▶ Work task
Which lines in the data below contain the word "Nope"? Copy each of them.
*** Opening of Record set ***
PR #14295, opened 2023-10-31
Add multi-select commands

### LINKED ISSUE #8203: [Feature Request] Add SCI_MULTIPLESELECTADDEACH and SCI_MULTIPLESELECTADDNEXT
[Both](https://www.scintilla.org/ScintillaDoc.html#SCI_MULTIPLESELECTADDNEXT) are parameter-less functions like SCI_CUT, SCI_PASTE etc.
but provide powerful functionality to npp, so I suggest to add them to the list of scintilla commands (shortcut mapper) and respective places.

donho:
Add "Multi-select All" & "Multi-select Next" for 4 modes to multi-select the occurrences respectively:
1. Match Case Only
2. Match Whole Word Only
3. Match Case & Whole Word
4. Ignore Case & Whole Word

Add also 2 commands "Undo Last Multi-select" & "Skip Current Multi-select" for undoing last slection & skipping current selection and do the next one.

Users can asign the shortcuts to these 10 commands so multi-occurrence can be easily selected via shortcuts and be modified silmutanously.

This feature is inspired by: https://github.com/notepad-plus-plus/notepad-plus-plus/issues/8203#issuecomment-623712205

Fix #8203


donho:
Translation entries will be added after the rewording of command names being done.

Yaron10:
@donho,

👍 

```
cpp
Acpp
Cpp
cpp
```

**1.**
Select the first `cpp`.
"Multi-Select Next".
-> The Case/Word commands do not work properly.

**2.**
"Undo Last Multi-Select" is actually "Undo **Current** Multi-Select" (i.e. main caret), isn't it?

**3.**
"Undo Last Multi-Select" does NOT work on the last remaining selection.

**4.** 
I understand there's no way to remove a selection at a random position.

**5.**
"Skip Current Multi-Select" is actually "**Move** Current Multi-Select Forward/Backward", isn't it?

**6.**
If you select the first `cpp` and "Multi-Select All", the main caret is at the end of the third line.
If you just place the caret on the first `cpp` and "Multi-Select All", the main caret is at the end of the last line.

Yaron10:
**7.**
The position of the new commands in the Shortcut Mapper could be changed.

donho:
@Yaron10 
> Select the first cpp.
"Multi-Select Next".
-> The Case/Word commands do not work properly.

Sorry for not testing thoroughly before committing. It's fixed in the latest commit.
And thank you for spotting the bug.

> "Undo Last Multi-Select" is actually "Undo Current Multi-Select" (i.e. main caret), isn't it?

Hmm... if user runs "Multi-select All" command, it's **"Undo Last Multi-Select"**; however, if user runs "Multi-select All"  it's **"Undo Current Multi-Select"**.
Can we reword this command name to make it suites both situation?

> "Undo Last Multi-Select" does NOT work on the last remaining selection.

It's the behaviour of Scintilla: https://www.scintilla.org/ScintillaDoc.html#SCI_DROPSELECTIONN

> I understand there's no way to remove a selection at a random position.

From the current implementation, via keyboard shortcut, no. But user can always use Ctrl+Mouse for unselecting on any random position.

> "Skip Current Multi-Select" is actually "Move Current Multi-Select Forward/Backward", isn't it?

You've got the idea. The explicit naming should be: "Skip Current Selection & Move to Forward Multi-select", but it's too long. Sometimes, shorter is better in our life :)
How about ***Skip Current & Go to Next Multi-select*** ?

> If you select the first cpp and "Multi-Select All", the main caret is at the end of the third line.
If you just place the caret on the first cpp and "Multi-Select All", the main caret is at the end of the last line.

Well spotted! It's fixed in the latest commit.

> The position of the new commands in the Shortcut Mapper could be changed.

Done in the latest commit.

Yaron10:
@donho,

👍 
Thank you for fixing the bugs.

The Undo/Skip commands can be tricky.

**STR:**
Select `Cpp`.
"Multi-Select Next" -> "Match Case & Word".
Remove the selection.
Manually select the first `cpp`.
"Skip Current".

**Result:**
The _last_ `cpp` is selected.
If you ignore the previous "Match Case & Word", the _second_ `cpp` (in `Acpp`) should be selected.

Are those commands worth the extra complication and confusion?
Are they really useful?

Yaron10:
> If you ignore the previous "Match Case & Word"...

I'd like to rephrase that.
On manually selecting the first `cpp`, it's "a whole new ballgame".
Using the old parameters would be confusing.

donho:
@Yaron10 

> **Result:**
> The _last_ `cpp` is selected.
> If you ignore the previous "Match Case & Word", the _second_ `cpp` (in `Acpp`) should be selected.

Case and whole word settings are set on each "Multi-select All" & "Multi-select Next" command, so "Skip" command will follow the last Case & Word settings for moving onto the right selection.
These commands are supposed to use sequentially with shortcuts, so the result of your scenario seems a little bit wired, but not illogical.

> Are those commands worth the extra complication and confusion?
Are they really useful?

Yes, I do believe they are useful for people who use only keyboard for setting multi-selection.

Yaron10:
@donho,

As you understand.
Thank you again. The multi-select is a nice addition. 👍

donho:
@Yaron10 
Thank you for your review and pertinent remark.

BTW:
>> "Undo Last Multi-Select" is actually "Undo Current Multi-Select" (i.e. main caret), isn't it?
>
>Hmm... if user runs "Multi-select All" command, it's "Undo Last Multi-Select"; however, if user runs "Multi-select All" it's "Undo Current Multi-Select".
Can we reword this command name to make it suites both situation?

***"Undo Latest Added Multi-Select"*** could be a good compromise.

Yaron10:
@donho,

I don't really understand the use of "Undo" here. 
And "Skip" is wrong IMO. - You do not skip; you MOVE the selection.

I'd use "Remove main-selection" or "Unselect main-selection".
And "Move main-selection to the next occurrence".

It's not the best either. :)
We need a native English speaker.

donho:
I don't think it's the problem of being native speaker or not.
We have the different view and sense for this feature.
FWIW:
https://stackoverflow.com/questions/16495727/multiple-select-in-visual-studio

I will merge this PR, but I am opened for renaming these commands in the future (before Notepad++ next release).

Thank you for your suggestions.

alankilborn:
@Yaron10 said:

---

>Select the first . (try from right to left & from left to right).  Multi-select All.

All possible choices lead to `cpp` being selected in every line.

---

>Macro?

Are you asking for all of these commands to be macro-able?

---

Sorry if I'm being dense but sometimes, without explanation, things aren't very clear to me.

Yaron10:
@alankilborn,

> All possible choices lead to `cpp` being selected in every line.

If I select from from right to left, the `NPP` occurrences are selected.

> Are you asking for all of these commands to be macro-able?

Whatever you and Don think can be useful.

Yaron10:
@alankilborn,

> I understand there's no way to remove a selection at a random position.
>> But user can always use Ctrl+Mouse for unselecting on any random position.

Does that (Ctrl+Mouse) work for you?

alankilborn:
>Does that (Ctrl+Mouse) work for you?

Nope; I don't see any way to remove one of the existing selections.

Yaron10:
> Nope; I don't see any way to remove one of the existing selections.

👍 

***

Line `10` can be the (visible-)main-caret-line before "Multi-Select All".
After that command is executed, line `5000` might be the visible-main-caret-line.
Is it possible to make the original main-caret-line visible?

***

Not directly related.
A unique style for the main-selection might be a nice improvement.

alankilborn:
> A unique style for the main-selection might be a nice improvement.

Agreed.

What I do for now is have my main-caret in red:
image

Yaron10:
> What I do for now is have my main-caret in red

👍 
That's nice. I suppose it's red only when you have multiple selections.

It can be either the caret or the selection background color.
Playing with "Multi-Select", I've realized the current distinction may not be sufficient.

alankilborn:
>the current distinction

...which is absolutely no distinction? :-)

Yaron10:
תמונה

Black vs. dark gray. Practically, you're right, no clear distinction. :)

donho:
@Yaron10 
> Select the first . (try from right to left & from left to right).
Multi-select All.

What is it an expected result for you?

> Macro?

I'll consider it.

donho:
> What I do for now is have my main-caret in red:

> Black vs. dark gray. Practically, you're right, no clear distinction. :)

Sorry guys, I don't think it's possible.
If you see the possibility, please do a PR, or let me know how.

Yaron10:
@donho,

> Select the first . (try from right to left & from left to right).
 > Multi-select All.
>> What is it an expected result for you?

I'd expect all the dots (`.`) to be selected.

https://github.com/notepad-plus-plus/notepad-plus-plus/blob/7f2c303ac6583f370e06ad9ad121fa70db23c114/PowerEditor/src/NppCommands.cpp#L2015

Why not call that function only if there's no selection?

***

> If you see any possibility, please do a PR, or let me know how.

Again, not directly relate.
If anyone wants to further explore it.
https://www.scintilla.org/ScintillaDoc.html#SC_ELEMENT_CARET_ADDITIONAL.
https://www.scintilla.org/ScintillaDoc.html#SCI_SETMAINSELECTION.

donho:
@Yaron10 
> I'd expect all the dots (`.`) to be selected.
> Why not call that function only if there's no selection?

Yes, what you say makes sens.
Fixed in #14301.

> Macro?

Make the multi-select commands set macro record-able in #14301.

donho:
@Yaron10 
> Again, not directly related.
If anyone wants to further explore it.
https://www.scintilla.org/ScintillaDoc.html#SC_ELEMENT_CARET_ADDITIONAL.
https://www.scintilla.org/ScintillaDoc.html#SCI_SETMAINSELECTION.

Thank you, I will check these links.
In the meanwhile, @alankilborn or @Yaron10 could you create a issue as FR for this feature so there is a simple "specification" that I can follow?

Yaron10:
@donho,

Great. 👍 
Thank you again.

Now only the localization is missing. :)

> could you create a issue as FR for this feature so there is a simple "specification" that I can follow?

If @alankilborn doesn't do it, I'll open the issue tomorrow.
I must retire now.

Thank you for that too.

alankilborn:
Considering @Yaron10 's comment https://github.com/notepad-plus-plus/notepad-plus-plus/pull/14295#issuecomment-1791643979 ...

In a fresh portable, I see even LESS distinction among carets that you showed; as an example, I am having difficulty quickly determining the main selection/caret here:

image

That's why I said "absolutely no distinction"...because I didn't originally believe there was any (I was wrong...it is very slight but it is there if you look at it hard and long enough).

Anyway...as stated...it could be better.

Yaron10:
@donho,

https://github.com/notepad-plus-plus/notepad-plus-plus/issues/14302.
Thank you!

@alankilborn,

I hope you don't mind I've used your image in that issue.

Yaron10:
https://sourceforge.net/p/scintilla/bugs/2410/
*** Close of Record set ***
▶ Task solution
Nope; I don't see any way to remove one of the existing selections.
> Nope; I don't see any way to remove one of the existing selections.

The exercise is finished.